The diene content of commercial products is 0 (EPM) –12% by weight, corresponding to a proportion of 0–16 double bonds per 1000 carbon atoms. A higher diene content results in a higher crosslinking rate, higher strengths and less permanent deformation (compression set). The aging and weathering resistance, however, decreases with increasing diene content.

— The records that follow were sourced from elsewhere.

PR #11957, opened 2021-11-16
Fix: Prevent undefined decimals or infinite amounts for Tokens

Gamboster:
The error is given by the following:
We were allowing to create tokens already supported by bitpay as "Custom tokens". (USDC, DAI, ...)
There was an error in the creation of tokens when selecting a previously supported one (such as USDC) from the crypto swap feature. A confusion between the attribute ''decimal" and "decimals".
It is something rare, so there were few users reporting the error.
As a consequence, a "USDC Custom token" was saved with undefined decimals, so unitToSatoshi was undefined and when wanting to make calculations it resulted in infinite amounts.

Solution:

I have removed the tokens already supported by Bitpay from the list of custom tokens. Since they can be added on previous pages.

The data of the tokens already supported will have priority over those of the custom tokens (To prevent them from continuing to use undefined decimal places and causing errors when sending funds)

Fixed the use of the function "createToken" and "createCustomToken"

### DIFF
--- a/src/pages/add/custom-token/custom-token.ts
+++ b/src/pages/add/custom-token/custom-token.ts
@@ -76,11 +76,16 @@ export class CustomTokenPage {
     this.tokenSearchResults = this.filteredTokens;
     this.TOKEN_SHOW_LIMIT = 10;
     this.currentTokenListPage = 0;
+    const bitpaySupportedTokens: string[] = this.currencyProvider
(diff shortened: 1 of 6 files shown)


rastajpa (approved):
LGTM! Nice work!

cmgustavo (approved):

EPDM is considered a material that only has a minor impact on the environment during production, processing and use. It does not contain any volatile plasticizers or pollutants that could be released over the service life. So recommends z. B. the BUND as an alternative to PVC -containing garden hoses "garden hoses made of the ecological substitute material ethylene-propylene-diene rubber (EPDM for short)". A key sustainability feature is the material's long service life. B. in the building sector improves the overall eco-balance compared to other materials. The material can be reprocessed and e.g. B. used for floor coverings or thermally recycled.

further reading

Web links

Wiktionary: Ethylen-Propylen-Dien-Kautschuk  - explanations of meanings, word origins, synonyms, translations
Wiktionary: EPDM  - explanations of meanings, word origins, synonyms, translations

Individual evidence

  1. ^ Christian Hopmann , Walter Michaeli : Introduction to plastics processing . Carl Hanser Verlag, 2017, ISBN 978-3-446-45484-2 , pp. 231 ( scan in Google Book Search [accessed November 1, 2019]).
  2. EPDM climbed onto the roof - EPDM. In: Retrieved November 1, 2019 .
  3. ↑ Sealing flat roofs: you need to know that. In: Retrieved November 1, 2019 .
  4. EPDM - The stuff the future is made of. - EPDM. In: Retrieved November 1, 2019 .
  5. 50 years of EPDM - EPDM. In: Retrieved November 1, 2019 .
  6. a b c d ethylene-propylene rubber, ethylene-propylene-diene rubber. (PDF; 476 kB) In: Educational Network Material Archive, June 11, 2019, accessed on November 1, 2019 .
  7. EPDM - Society for Roof and Facade - EPDM. Retrieved November 1, 2019 .
  8. Georg Abts: Introduction to rubber technology . 2nd, revised edition. Carl Hanser Verlag, Munich 2019, ISBN 978-3-446-45461-3 , urn : nbn: de: 101: 1-2018122218223372300655 .
  9. ^ Stephan Engelsmann, Valerie Spalding, Stefan Peters: Plastics in architecture and construction . Birkhäuser, Basel 2012, ISBN 978-3-0346-0321-8 , p. 66 , urn : nbn: de: 101: 1-2016060311257 ( preview in Google book search [accessed November 1, 2019]).
  10. RADO Gummi GmbH: EPDM. Retrieved November 1, 2019 .
  11. Environmental Responsiveness. In: Accessed November 1, 2019 .
  12. a b Recyclage. In: Verenigde EPDM Systeem Producenten. Retrieved November 1, 2019 (French, Dutch).
  13. Irrigation without poison. Retrieved December 8, 2019 .
  14. NIBE. In: Verenigde EPDM Systeem Producenten. Retrieved November 1, 2019 (French, Dutch).